Test-Time Compute Games
This addresses a market inefficiency problem for users of cloud-based LLM services, offering a novel mechanism to reduce overcharging, though it is incremental in applying auction theory to this domain.
The paper tackles the social inefficiency in LLM-as-a-service markets where providers overuse test-time compute to increase costs, and proposes a reverse second-price auction mechanism to align payments with marginal value, showing experimental results on models like Llama and Qwen across math and science benchmarks.
Test-time compute has emerged as a promising strategy to enhance the reasoning abilities of large language models (LLMs).
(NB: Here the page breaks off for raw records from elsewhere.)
PR #334, opened 2024-10-22
antimev: update keystore behaviors for integration

txhsl:
@chenquanyu Update the keystore behaviors according to #312 and the implementation in branch antimev-integration-contract`.

- `OnValidatorList` starts a DKG and `OnEpochChange` ends it;
- `ReceiveSecretShare`, `ReceiveSecretReshare`, `ReceiveRecoverShare` and `ReceiveRecoveredReshare` handle different kinds of DKG messages;
- `StartRecover` starts a recovering period and `TryRecoverReshare` tries to get a result from recovery;
- Any CN can call above methods in correct periods without error, but the behaviors are different, depends on their roles in DKG:
  - If the caller is not a sender of sharing, resharing or recovering, the returned messages of `OnValidatorList` and `StartRecover` will be `nil`;
  - If the caller is not a receiver of sharing, resharing or recovering, only public PVSS of `ReceiveSecretShare`, `ReceiveSecretReshare` and `ReceiveRecoveredReshare` will be handled. In `OnEpochChange`, only public keys will be generated in keystore, but the local private key will be `nil`.

### DIFF
--- a/antimev/keygroup.go
+++ b/antimev/keygroup.go
@@ -185,10 +185,12 @@ func (tkg *thresholdKeyGroup) dkgReshare(target *thresholdKeyGroup) ([][]byte, *
 	return generateShareMessages(tkg.localSecret.Renovate(), target.holders)
 }
 
+// dkgReshareRecovered tries to recover a dkg secret, and returns an error if
+// the attempt fails when shares are not enough.
 func (tkg *thresholdKeyGroup) dkgReshareRecovered(threshold int, target *thresholdKeyGroup) ([][]byte, *tpke.PVSS, error) {
-	// Do nothing if not a receiver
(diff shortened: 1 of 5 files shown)


antimev/keygroup.go
```diff
@@ -185,6 +185,8 @@ func (tkg *thresholdKeyGroup) dkgReshare(target *thresholdKeyGroup) ([][]byte, *
 	return generateShareMessages(tkg.localSecret.Renovate(), target.holders)
 }
 
+// dkgReshareRecovered tries to recover a dkg secret, and returns an error if
+// there is no secret gets recoverd.
```
vncoelho: there is no secret gets recoverd 
there is no secret that gets recovered.

chenquanyu (approved):

PR #337, opened 2024-10-25
contracts: privnet: add an initializer in Governance for DKG period setting and initial values to privnet genesis files

### LINKED ISSUE #336: Add an initializer for the DKG period setting in Governance contract
# Rationale

The current deployed Governance contracts on both Mainnet and Testnet don't have an initial value for `sharePeriodDuration` setted by genesis file. An initializer is necessary.

# Implementation

Add a setter method in Governance that can be only executed by `GovProxyAdmin`'s `scheduleUpgrade` through `upgradeAndCall`.

txhsl:
Close #336. The duration of DKG sharing and recovery for privnet are both `10 blocks`, so `10 blocks` free, `10 blocks` sharing, and `10 blocks` recovery.


chenquanyu (approved):

AnnaShaleva (commented):
It's already merged, but still LGTM, we need some way to set period duration for existing network.

PR #339, opened 2024-10-30
dbft: properly verify all types of transactions

### LINKED ISSUE #314: Properly verify transacctions in `VerifyPrepareRequest`/`ProcessPreBlock`/`WithNewBlockFromContext` dBFT callbacks
1. #287 moves block state processing from `VerifyPrepareRequest` to `ProcessPreBlock` which means that in-block transactions are not verified in any way in PrepareRequest. Verification must be performed for initial set of transactions even if some of them are Envelopes. Verificaiton may be performed either by state processing (`ChainHeaderReader.ProcessState` returns an error if there are some troubles with tx nonces/balances/etc) or by allocating new mempool and adding proposed transactions to this pool one-by-one.
2. #307 introduces legacy pool into dBFT engine so that verification of decrypted transactions becomes possible. However, it's not correct to use shared node's pool to verify proposed transactions because pool content may have conflicts with block content. We need to consider allocating a new pool in-place every time when we need to process PreBlock and check PreBlock's transaction using this isolated pool.
3. #287 processes state of final `Block` with decrypted transactions and, if error is returned, then the node stops operation. We should consider to replace this behaviour: if error happens, then we may fall back to initial set of transactions (with Envelopes) and process them instead of decrypted transactions. It's better than nothing.

AnnaShaleva:
1. Remove verification with the help of the node's mempool. It's not correct to use an existing memory pool for in-block transactions verification, because node's pool may contain some pending transactions. Close 2-nd point from #314.
2. Use local mempool to check transactions before state processing at PreBlock verification and PreBlock processing levels. Close 1-st point from #314.
3. Properly verify Envelopes and Decrypted transactions. Dynamically rebuild the transactions list if some of Decrypted transactions are invalid or conflict with existing in-block transactions. Close 3-d point  from #314.
4. Fix bugs in Decrypted transactions iteration index. These bugs wehre discovered during my privnet testing.

Close #314. Depends on https://github.com/nspcc-dev/dbft/pull/133.

TODO:
- [X] Manage a single local mempool instance instead of allocating new local mempool every time it's needed. The caveat is mempool reset, because Geth's mempool is not designed for multiple resets at the same height. Ref. https://github.com/bane-labs/go-ethereum/issues/341.
- [X] Properly setup pool's parameters in order not to conflict with the chain's/node's pool settings.
- [X] Resolve minor TODOs in code.
- [X] Test real envelopes processing on privnet, ensure that different combinations of envelopes/standard txs are covered.

@txhsl, @chenquanyu, @songb2 ready for review and tests.


go.sum
```diff
@@ -493,6 +493,8 @@ github.com/nats-io/nkeys v0.0.2/go.mod h1:dab7URMsZm6Z/jp9Z5UGa87Uutgc2mVpXLC4B7
 github.com/nats-io/nuid v1.0.1/go.mod h1:19wcPz3Ph3q0Jbyiqsd0kePYG7A95tJPxeL+1OSON2c=
 github.com/nspcc-dev/dbft v0.3.1-0.20240912152105-ba329883f471 h1:EpFQ5tHFDuGPdMI0CK31MuH5YB5WDPHf7czF1pMVh64=
 github.com/nspcc-dev/dbft v0.3.1-0.20240912152105-ba329883f471/go.mod h1:BNvJkPKTE28r+qRaAk2C3VoL2J9qzox3fvEeJbh7EWE=
+github.com/nspcc-dev/dbft v0.3.1-0.20241030134634-5d6954c9e5f9 h1:ZWHE/ZqPNxm1TEh4LS2ToKptbjHCFxW/JtlCRUbqLGQ=
+github.com/nspcc-dev/dbft v0.3.1-0.20241030134634-5d6954c9e5f9/go.mod h1:BNvJkPKTE28r+qRaAk2C3VoL2J9qzox3fvEeJbh7EWE=
```
roman-khimov: go mod tidy

consensus/dbft/preblock.go
```diff
@@ -23,10 +24,16 @@ type PreBlock struct {
 	// envelopesData is the ordered list of decoded content of Envelopes
 	// transactions of the proposed PreBlock.
 	envelopesData []envelopeData
+
```
roman-khimov, line 27: :eyes:

consensus/dbft/preblock.go
```diff
@@ -23,10 +24,16 @@ type PreBlock struct {
...
 	// finalTransactions is the cached final list of transactions formed after TPKE
 	// decryption of Envelopes content. This list includes both simple standard and
 	// decrypted transactions.
 	finalTransactions []*types.Transaction
+	// final* fields below represent an information got after finalTransactions
```
roman-khimov: s/an//

consensus/dbft/dbft.go
```diff
@@ -667,7 +657,32 @@ func New(chainCfg *params.ChainConfig, _ ethdb.Database) (*DBFT, error) {
 				return false
 			}
 			ethBlock := dbftBlock.ToEthBlock()
-			_, _, err := c.chain.VerifyBlock(ethBlock, false)
+
+			// TODO: consider reusing a single instance of local pool bound to the engine.
```
roman-khimov: It's an optimization that can be left for another issue.

consensus/dbft/dbft.go
```diff
@@ -667,7 +657,32 @@ func New(chainCfg *params.ChainConfig, _ ethdb.Database) (*DBFT, error) {
...
+			localPool := legacypool.New(legacypool.Config{
+				NoLocals: true,
+				Journal:  "",
+			}, c.chain)
+			localPool.Init(1, parent, func(addr common.Address, reserve bool) error {
+				return nil
+			})
+
+			errs := localPool.Add(dbftBlock.transactions, false, true) // TODO: consider replacing sync:true by sync:false, because it's not for prod usage?
```
roman-khimov: Given that the pool is empty there shouldn't be a lot of difference. Also, for our use case we should be ok with `false`, we only need to validate the set and it's done anyway, `Add()` will refuse invalid transactions.

consensus/dbft/dbft.go
```diff
@@ -754,86 +769,209 @@ func New(chainCfg *params.ChainConfig, _ ethdb.Database) (*DBFT, error) {
 		}),
 		dbft.WithProcessPreBlock(func(b dbft.PreBlock[common.Hash]) error {
 			var (
-				ctx = c.dbft.Context
-				pre = ctx.PreBlock().(*PreBlock)
+				ctx             = c.dbft.Context
+				pre             = b.(*PreBlock)
+				hasDecryptedTxs bool
 			)
+
```
roman-khimov: :eyes:

consensus/dbft/dbft.go
```diff
@@ -754,86 +769,209 @@ func New(chainCfg *params.ChainConfig, _ ethdb.Database) (*DBFT, error) {
...
+			// Process state with constructed list of transactions to fill state-dependent
+			// block fields.
+			finalBlock := &PreBlock{
+				header:       pre.header,
+				transactions: pre.finalTransactions,
+				withdrawals:  pre.withdrawals,
+			}
+			ethBlock := finalBlock.ToEthBlock()
+			pre.finalState, pre.finalReceipts, _, pre.finalGASUsed, err = c.chain.ProcessState(ethBlock, nil)
```
roman-khimov: Can't this be avoided if `!hasDecryptedTxs`?

consensus/dbft/dbft.go
```diff
@@ -843,6 +981,31 @@ func New(chainCfg *params.ChainConfig, _ ethdb.Database) (*DBFT, error) {
 	return c, nil
 }
 
+// ValidateDecryptedTx checks the validity of the transaction to determine whether the outer envelope transaction should be replaced.
+func (c *DBFT) validateDecryptedTx(head *types.Header, decryptedTx *types.Transaction, envelope *types.Transaction) error {
+	// Make sure the transaction is signed properly and has the same sender and nonce with envelope
+	if decryptedTx.Nonce() != envelope.Nonce() {
+		return fmt.Errorf("decryptedTx nonce mismatch: decryptedNonce %v, envelopeNonce %v", decryptedTx.Nonce(), envelope.Nonce())
+	}
+	// Ensure the gasprice is high enough to replace the envelope transaction
```
roman-khimov, line 990: Economic requirements like this need to be checked against our economic model. @txhsl?

txhsl: We only define a minimum gas tip and a static base fee, and it's still an Ethereum price market, so this rule of replacement LGTM.

But we may need a tip gap to charge the fee of antimev service.

txhsl: As we have discussed, we may add an `antimevFee` to Policy contract, which is evaluated in fixed GAS and gets divided by execution gas to be applied and checked here.

But in this solution, the transaction sender can cheat by declaring a high gas limit. Because here we can only get the `decryptedTx.Gas()` (which is the gas limit) for verification, but it can be very different from the value which is really used by EVM.

So I think it is better to take the same strategy as transaction replacement, which is charging by percentage. It will be a bit "unfair", but is more practical. How do you think? @steven1227 @doubiliu @AnnaShaleva @roman-khimov.
https://github.com/bane-labs/go-ethereum/blob/1abb2c7c192e0d4e1a6c8cd1684aa346e7546304/core/txpool/legacypool/list.go#L305-L328

go.sum
AnnaShaleva: Fixed.

consensus/dbft/preblock.go
AnnaShaleva: It's intentionally to split `final*` fields from the rest of block fields.

consensus/dbft/preblock.go
AnnaShaleva: Fixed.

consensus/dbft/dbft.go
AnnaShaleva: https://github.com/bane-labs/go-ethereum/issues/341.

consensus/dbft/dbft.go
AnnaShaleva: I reviewed the pool's code, you're right, `false` works OK for us.

consensus/dbft/dbft.go
AnnaShaleva: It's also intentionally, but fixed.

consensus/dbft/dbft.go
AnnaShaleva: Sure it can, fixed.

consensus/dbft/dbft.go
AnnaShaleva: > Economic requirements like this need to be checked against our economic model. 

I moved this code almost as is from the existing implementation, it was added in https://github.com/bane-labs/go-ethereum/pull/307.

But in general, I think that it should be carefully discussed, and even moved to a separate issue. Let's use https://github.com/bane-labs/go-ethereum/issues/342 for further conversations.

AnnaShaleva:
Ready for review, privnet tests are still in progress.

AnnaShaleva:
Works with simple transactions; testing on Envelopes is in progress.

AnnaShaleva:
@roman-khimov, @txhsl, @chenquanyu ready for review and merge. Tested with the help of generator (I attached a naive version of this generator as a test in a separate commit). I tested "good" cases of encrypted transaction acceptance (single decrypted tx per block, various combinations of decrypted transaction with standard transactions), e.g.:
```
INFO [11-06|19:57:06.342] Envelope data decrypted                  "envelope hash"=dd1a60..d7eb1a "envelope index"=0 data=f869808509502f90008252089474f4effb0b538baec703346b03b6d9292f53a4cd0180850113a4538ea09f03664a56ae11cd9cfb5efedc1648c374d51ae91982f7b836893383e4c52f0aa067c4771d614d7c296aecddfd25aae6fab3276e8a48114f87953b5c03c75bad76
...
2024-11-06T19:57:06.354+0300	INFO	dbft@v0.3.1-0.20241030192742-82ad77871e88/check.go:120	approving block	{"height": 9, "hash": "0x543c0f2757f30e4df567791feb557d6f4ffd3dc57b0a15aa5faff5ac41fda57e", "tx_count": 2, "merkle": "0xa3b72c19a67f838b365e46c859e9d1c50e2e901db16fe8ca1b043fac9da66a98", "prev": "0x1f5164e5df314e5af51c630332effc17ef7d11e62ba3839060d1698d9a37febd"}
INFO [11-06|19:57:06.363] Successfully wrote new block with state  number=9 hash=368799..0059ba
```
And I tested some basic error cases where Envelope is accepted instead of its decrypted content because of various verification errors, like this:
```
2024-11-06T20:11:37.311+0300	INFO	dbft@v0.3.1-0.20241030192742-82ad77871e88/check.go:66	processing PreBlock	{"height": 5, "view": 0, "tx_count": 2, "preCommit_count": 3}
INFO [11-06|20:11:37.315] Envelope data decrypted                  "envelope hash"=6c38cc..dc2681 "envelope index"=1 data=f869808509502f90008252089474f4effb0b538baec703346b03b6d9292f53a4cd01808501139e3377a06e45723e9e6dd4e4123209e93cbba0bc5a9c5aa0563ff9cb19434b104c718881a017a065da644f69570773a97594e4adb2f325d09c10afebe114b986d4e80e3695
INFO [11-06|20:11:37.316] Decrypted transaction is invalid, fallback to envelope "envelope hash"=6c38cc..dc2681 "envelope index"=1 data=f869808509502f90008252089474f4effb0b538baec703346b03b6d9292f53a4cd01808501139e3377a06e45723e9e6dd4e4123209e93cbba0bc5a9c5aa0563ff9cb19434b104c718881a017a065da644f69570773a97594e4adb2f325d09c10afebe114b986d4e80e3695 error="decryptedTx nonce mismatch: decryptedNonce 0, envelopeNonce 1"
...
2024-11-06T20:11:37.318+0300	INFO	dbft@v0.3.1-0.20241030192742-82ad77871e88/check.go:120	approving block	{"height": 5, "hash": "0xf1ee4bd98b06184c80187f81af1f1913d32e3097122481413ac8037bd66bc747", "tx_count": 2, "merkle": "0x3604e8be2a0108449f0bcf1283a3fdd911aa70e62e0b105929f3f29b8ea4b99d", "prev": "0x0d883be70ec9ac1d21b5d428ef4fb1b1b000a32d4415ffe20107934740c0521c"}
```
So at least it works for "correct" envelopes/encrypted transactions and woks for Envelopes with malformed data inside. But it's crucial to make tests for mempool-related verification code, I'm leaving this task to @songb2.

consensus/dbft/dbft.go
```diff
@@ -754,90 +756,199 @@ func New(chainCfg *params.ChainConfig, _ ethdb.Database) (*DBFT, error) {
...
-					log.Info("Decrypted transaction decoding failed",
-						"envelope hash", pre.transactions[i].Hash(),
-						"envelope index", i,
-						"data", hex.EncodeToString(decryptedTxsBytes[j]),
-						"error", err.Error())
-					txx[i] = pre.transactions[i]
-					j++
-					continue
+					// Some shares are invalid, valid shares isn't enough to decrypt, wait for more shares to be collected.
+					return fmt.Errorf("failed to decrypt Encrypted transactions, not enough valid shares: %w", err)
```
roman-khimov, line 826: Looks like we can't fix it, but from what I see we can get enough precommits and still fail here and thus require more of precommits which potentially can never happen (node dead, for example). This makes the protocol somewhat weaker. We can theoretically just move on with unencrypted transactions, but then the problem is that someone might assemble the right combination and we gonna have a different interpretation of the same transaction set. Do I understand correctly that this happens when node sends an invalid share in an otherwise correct precommit? And we have no way to check it at the individual message level?

consensus/dbft/dbft.go
```diff
@@ -754,90 +756,199 @@ func New(chainCfg *params.ChainConfig, _ ethdb.Database) (*DBFT, error) {
...
+						if errs[0] != nil {
+							txx = pre.transactions
+							hasDecryptedTxs = false
+							break
+						}
+						txx[i] = pre.transactions[i]
+						continue
+					}
+					if decryptedTxsBytes[j] == nil { // pre.transactions[i] is Envelope, but its content failed to be decrypted, use Envelope as-is.
+						errs := localPool.Add([]*types.Transaction{pre.transactions[i]}, false, false)
```
roman-khimov: Duplicates a lot of the `if` above, can be merged.

consensus/dbft/dbft.go
```diff
@@ -754,90 +756,199 @@ func New(chainCfg *params.ChainConfig, _ ethdb.Database) (*DBFT, error) {
...
+						"data", hex.EncodeToString(decryptedTxsBytes[j]))
+					var decryptedTx = new(types.Transaction)
+					err := decryptedTx.DecodeRLP(rlp.NewStream(bytes.NewReader(decryptedTxsBytes[j]), 0))
+					if err != nil {
+						log.Info("Decrypted transaction decoding failed, fallback to envelope",
+							"envelope hash", pre.transactions[i].Hash(),
+							"envelope index", i,
+							"decrypted data", hex.EncodeToString(decryptedTxsBytes[j]),
+							"error", err.Error())
+						errs := localPool.Add([]*types.Transaction{pre.transactions[i]}, false, false)
```
roman-khimov: Maybe this can be a local function.

consensus/dbft/dbft.go
```diff
@@ -754,90 +756,199 @@ func New(chainCfg *params.ChainConfig, _ ethdb.Database) (*DBFT, error) {
...
+							txx = pre.transactions
+							hasDecryptedTxs = false
+							break
+						}
+						txx[i] = pre.transactions[i]
+						j++
+						continue
+					}
+					errs := localPool.Add([]*types.Transaction{decryptedTx}, false, false)
+					if errs[0] != nil {
```
roman-khimov, line 899: Or maybe you can chain the happy path into a single `if` in some way since most of unhappy ones are the same.

songb2:
@AnnaShaleva Below test case failed
```
--- FAIL: TestGenerateEncryptedTx (0.55s)
    tpke_test.go:137: 
                Error Trace:    /home/bruce/new/main/go-ethereum/antimev/tpke_test.go:137
                Error:          Received unexpected error:
                                could not decrypt keystore
                Test:           TestGenerateEncryptedTx
FAIL
FAIL    github.com/ethereum/go-ethereum/antimev 549.168s
```

consensus/dbft/dbft.go
AnnaShaleva: > require more of precommits which potentially can never happen (node dead, for example)

dBFT tolerance to F faulty nodes is still preserved. It's just that for NeoX case the definition of "faulty" node is extended a bit: we consider node as "faulty" if it sends PreCommit that contains malformed share. `dbft` library itself properly handles this case.

> This makes the protocol somewhat weaker.

I won't say so. Same guarantees if M out of N nodes are "good".

> We can theoretically just move on with unencrypted transactions

Only if PreCommits from all N nodes are received and it's still impossible to decrypt the messages. But it means that more than F nodes are faulty. I may add this fallback path, but do we really need to continue if more than F nodes are faulty?

> Do I understand correctly that this happens when node sends an invalid share in an otherwise correct precommit? 

Exactly.

> And we have no way to check it at the individual message level?

Absolutely no way. Moreover, we can't say for sure which PreCommit is invalid. We can only say that a particular subset of PreCommits can (or can't) decrypt the message.

consensus/dbft/dbft.go
AnnaShaleva: I made it intentionally to make the code more readable, but OK, let's refactor it.

consensus/dbft/dbft.go
roman-khimov: The difference is that previously M (out of N) messages were enough to move on, now it can be insufficient. But yeah, if there are M good shares we're OK and there should be M of them anyway. So OK, let's keep it as is without introducing any additional complexity.

consensus/dbft/dbft.go

consensus/dbft/dbft.go

consensus/dbft/dbft.go
AnnaShaleva: It looks better with local function.

AnnaShaleva:
> Below test case failed

It's because the list of 7-privnet CN accounts is modified by other unit-tests. If run this test in a stand-alone mode, it will pass, and I just didn't run it concurrently with other tests. Fixed by 6f5905034622d52632ae735eee69e934292f8b10.

roman-khimov (approved):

However, this strategy has in turn increased how much users pay cloud-based providers offering LLM-as-a-service, since providers charge users for the amount of test-time compute they use to generate an output. In our work, we show that the market of LLM-as-a-service is socially inefficient: providers have a financial incentive to increase the amount of test-time compute, even if this increase contributes little to the quality of the outputs. To address this inefficiency, we introduce a reverse second-price auction mechanism where providers bid their offered price and (expected) quality for the opportunity to serve a user, and users pay proportionally to the marginal value generated by the winning provider relative to the second-highest bidder. To illustrate and complement our theoretical results, we conduct experiments with multiple instruct models from the $\texttt{Llama}$ and $\texttt{Qwen}$ families, as well as reasoning models distilled from $\texttt{DeepSeek-R1}$, on math and science benchmark datasets.